● **Raw data**:
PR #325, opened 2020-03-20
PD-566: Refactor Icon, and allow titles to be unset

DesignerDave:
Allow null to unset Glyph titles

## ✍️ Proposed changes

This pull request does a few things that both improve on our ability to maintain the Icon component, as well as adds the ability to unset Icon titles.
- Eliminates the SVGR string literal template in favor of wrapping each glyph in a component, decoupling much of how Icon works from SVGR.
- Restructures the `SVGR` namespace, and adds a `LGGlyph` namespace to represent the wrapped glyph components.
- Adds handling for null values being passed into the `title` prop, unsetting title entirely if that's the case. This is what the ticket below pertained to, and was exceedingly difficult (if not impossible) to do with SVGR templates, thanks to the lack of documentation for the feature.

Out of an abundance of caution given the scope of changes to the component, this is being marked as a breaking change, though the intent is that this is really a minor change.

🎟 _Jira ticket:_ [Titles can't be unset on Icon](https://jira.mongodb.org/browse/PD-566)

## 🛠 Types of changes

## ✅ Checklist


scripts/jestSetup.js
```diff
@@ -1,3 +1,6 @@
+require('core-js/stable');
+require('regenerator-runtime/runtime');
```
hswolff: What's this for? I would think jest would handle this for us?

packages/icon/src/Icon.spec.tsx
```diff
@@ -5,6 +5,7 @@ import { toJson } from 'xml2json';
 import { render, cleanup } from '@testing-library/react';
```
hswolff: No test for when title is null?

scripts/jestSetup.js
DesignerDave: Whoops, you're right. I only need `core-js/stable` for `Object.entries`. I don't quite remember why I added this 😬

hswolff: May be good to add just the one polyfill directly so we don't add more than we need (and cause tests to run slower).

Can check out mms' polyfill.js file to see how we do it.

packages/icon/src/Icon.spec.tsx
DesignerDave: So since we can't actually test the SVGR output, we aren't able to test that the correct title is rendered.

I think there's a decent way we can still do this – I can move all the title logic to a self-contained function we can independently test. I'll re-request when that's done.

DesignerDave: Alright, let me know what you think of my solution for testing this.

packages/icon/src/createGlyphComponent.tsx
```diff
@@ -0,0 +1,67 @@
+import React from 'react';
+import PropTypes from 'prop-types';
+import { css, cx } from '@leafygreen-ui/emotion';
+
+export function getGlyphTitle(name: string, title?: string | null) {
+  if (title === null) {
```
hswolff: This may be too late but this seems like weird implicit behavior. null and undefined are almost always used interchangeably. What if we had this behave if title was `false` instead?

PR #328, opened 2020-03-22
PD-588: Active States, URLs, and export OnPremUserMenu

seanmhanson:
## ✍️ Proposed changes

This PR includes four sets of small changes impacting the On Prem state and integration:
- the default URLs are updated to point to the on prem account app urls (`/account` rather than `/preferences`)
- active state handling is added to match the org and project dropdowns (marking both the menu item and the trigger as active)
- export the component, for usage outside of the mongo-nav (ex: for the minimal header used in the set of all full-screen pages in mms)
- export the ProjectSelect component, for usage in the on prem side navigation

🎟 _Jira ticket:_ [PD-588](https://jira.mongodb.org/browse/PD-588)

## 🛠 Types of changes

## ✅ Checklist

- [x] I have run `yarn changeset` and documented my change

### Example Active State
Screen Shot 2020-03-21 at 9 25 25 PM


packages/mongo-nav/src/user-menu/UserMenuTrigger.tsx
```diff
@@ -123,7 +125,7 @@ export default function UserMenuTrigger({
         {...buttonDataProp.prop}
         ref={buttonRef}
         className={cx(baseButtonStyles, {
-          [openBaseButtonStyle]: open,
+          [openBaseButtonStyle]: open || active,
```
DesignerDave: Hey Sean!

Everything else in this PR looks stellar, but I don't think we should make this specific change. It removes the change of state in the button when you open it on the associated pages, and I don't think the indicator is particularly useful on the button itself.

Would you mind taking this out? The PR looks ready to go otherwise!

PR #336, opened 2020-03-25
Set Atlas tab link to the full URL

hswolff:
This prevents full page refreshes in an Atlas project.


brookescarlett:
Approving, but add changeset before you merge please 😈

==

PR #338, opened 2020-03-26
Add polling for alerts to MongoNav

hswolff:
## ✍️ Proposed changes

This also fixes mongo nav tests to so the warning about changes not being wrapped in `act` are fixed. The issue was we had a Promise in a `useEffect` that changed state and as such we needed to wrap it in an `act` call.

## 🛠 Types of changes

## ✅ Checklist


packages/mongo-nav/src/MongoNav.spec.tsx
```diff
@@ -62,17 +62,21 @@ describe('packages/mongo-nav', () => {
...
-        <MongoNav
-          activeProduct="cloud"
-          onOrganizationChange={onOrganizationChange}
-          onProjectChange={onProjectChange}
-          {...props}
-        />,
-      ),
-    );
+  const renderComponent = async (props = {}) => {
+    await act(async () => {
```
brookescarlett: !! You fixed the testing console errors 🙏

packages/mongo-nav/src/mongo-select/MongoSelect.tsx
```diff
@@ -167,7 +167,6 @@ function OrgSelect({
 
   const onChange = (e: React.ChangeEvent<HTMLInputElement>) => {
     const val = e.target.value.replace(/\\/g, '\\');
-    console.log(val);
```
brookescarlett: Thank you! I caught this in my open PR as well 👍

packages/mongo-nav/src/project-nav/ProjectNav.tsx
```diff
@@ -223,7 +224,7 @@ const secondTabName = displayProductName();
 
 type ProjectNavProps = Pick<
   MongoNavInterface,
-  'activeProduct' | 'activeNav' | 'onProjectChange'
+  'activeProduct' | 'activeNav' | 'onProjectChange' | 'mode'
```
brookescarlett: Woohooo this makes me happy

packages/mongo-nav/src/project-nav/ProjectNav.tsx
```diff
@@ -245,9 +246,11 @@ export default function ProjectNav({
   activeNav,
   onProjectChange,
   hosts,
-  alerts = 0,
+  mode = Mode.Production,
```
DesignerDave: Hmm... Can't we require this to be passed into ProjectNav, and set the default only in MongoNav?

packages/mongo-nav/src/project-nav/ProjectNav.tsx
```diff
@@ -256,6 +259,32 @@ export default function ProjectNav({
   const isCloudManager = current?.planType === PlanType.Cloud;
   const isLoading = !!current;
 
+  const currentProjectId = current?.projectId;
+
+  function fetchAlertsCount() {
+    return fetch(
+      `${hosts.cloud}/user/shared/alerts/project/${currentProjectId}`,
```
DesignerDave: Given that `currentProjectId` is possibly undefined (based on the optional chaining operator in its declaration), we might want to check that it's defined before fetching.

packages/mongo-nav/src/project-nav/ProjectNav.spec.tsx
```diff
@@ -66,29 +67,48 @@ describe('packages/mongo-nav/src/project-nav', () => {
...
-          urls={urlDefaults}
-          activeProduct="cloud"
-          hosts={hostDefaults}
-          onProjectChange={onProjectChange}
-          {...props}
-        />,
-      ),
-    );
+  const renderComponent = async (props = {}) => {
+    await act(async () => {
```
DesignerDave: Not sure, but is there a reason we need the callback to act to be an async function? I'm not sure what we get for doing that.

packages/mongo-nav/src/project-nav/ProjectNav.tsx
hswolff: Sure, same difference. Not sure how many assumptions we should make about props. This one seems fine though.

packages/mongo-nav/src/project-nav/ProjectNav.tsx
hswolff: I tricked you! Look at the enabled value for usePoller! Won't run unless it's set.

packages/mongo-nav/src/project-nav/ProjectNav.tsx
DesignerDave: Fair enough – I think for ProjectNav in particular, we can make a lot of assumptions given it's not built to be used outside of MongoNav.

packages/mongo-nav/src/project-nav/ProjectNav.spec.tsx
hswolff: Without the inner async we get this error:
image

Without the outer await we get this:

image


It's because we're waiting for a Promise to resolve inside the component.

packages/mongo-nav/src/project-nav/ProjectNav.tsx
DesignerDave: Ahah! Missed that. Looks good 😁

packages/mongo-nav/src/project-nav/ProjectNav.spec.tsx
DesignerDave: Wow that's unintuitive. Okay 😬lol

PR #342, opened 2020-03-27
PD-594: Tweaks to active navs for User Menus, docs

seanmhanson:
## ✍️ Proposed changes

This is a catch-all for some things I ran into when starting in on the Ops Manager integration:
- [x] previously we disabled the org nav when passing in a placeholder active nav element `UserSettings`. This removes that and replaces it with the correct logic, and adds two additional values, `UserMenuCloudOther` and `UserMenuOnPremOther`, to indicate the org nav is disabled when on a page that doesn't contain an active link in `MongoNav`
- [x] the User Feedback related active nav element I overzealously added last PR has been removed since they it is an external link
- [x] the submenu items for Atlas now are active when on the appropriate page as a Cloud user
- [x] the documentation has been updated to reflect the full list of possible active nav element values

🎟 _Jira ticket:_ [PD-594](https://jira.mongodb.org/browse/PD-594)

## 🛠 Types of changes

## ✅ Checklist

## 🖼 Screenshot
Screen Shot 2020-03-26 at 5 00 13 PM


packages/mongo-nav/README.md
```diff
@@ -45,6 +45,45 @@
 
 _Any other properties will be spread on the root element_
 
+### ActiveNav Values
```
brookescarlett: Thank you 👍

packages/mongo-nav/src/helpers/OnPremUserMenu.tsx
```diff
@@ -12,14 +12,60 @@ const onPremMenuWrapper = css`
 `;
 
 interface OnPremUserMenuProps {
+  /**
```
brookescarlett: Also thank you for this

* * *

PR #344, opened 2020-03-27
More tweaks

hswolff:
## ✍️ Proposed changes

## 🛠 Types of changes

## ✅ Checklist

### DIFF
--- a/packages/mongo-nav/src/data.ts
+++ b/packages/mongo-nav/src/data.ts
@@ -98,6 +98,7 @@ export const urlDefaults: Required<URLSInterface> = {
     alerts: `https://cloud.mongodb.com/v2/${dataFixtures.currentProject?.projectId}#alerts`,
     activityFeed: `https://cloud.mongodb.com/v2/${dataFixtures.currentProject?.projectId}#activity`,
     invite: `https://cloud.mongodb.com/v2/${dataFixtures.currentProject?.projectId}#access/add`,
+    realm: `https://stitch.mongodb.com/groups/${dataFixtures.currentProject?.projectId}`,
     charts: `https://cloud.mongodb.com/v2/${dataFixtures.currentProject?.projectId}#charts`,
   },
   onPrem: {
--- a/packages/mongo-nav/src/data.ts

● **Work request**: Reproduce only the lines above, starting at the line with "Out of an abundance" and ending at the line with "hswolff: No test for when title is null?", exactly as written.

● **Expected output**:
Out of an abundance of caution given the scope of changes to the component, this is being marked as a breaking change, though the intent is that this is really a minor change.

🎟 _Jira ticket:_ [Titles can't be unset on Icon](https://jira.mongodb.org/browse/PD-566)

## 🛠 Types of changes

## ✅ Checklist


scripts/jestSetup.js
```diff
@@ -1,3 +1,6 @@
+require('core-js/stable');
+require('regenerator-runtime/runtime');
```
hswolff: What's this for? I would think jest would handle this for us?

packages/icon/src/Icon.spec.tsx
```diff
@@ -5,6 +5,7 @@ import { toJson } from 'xml2json';
 import { render, cleanup } from '@testing-library/react';
```
hswolff: No test for when title is null?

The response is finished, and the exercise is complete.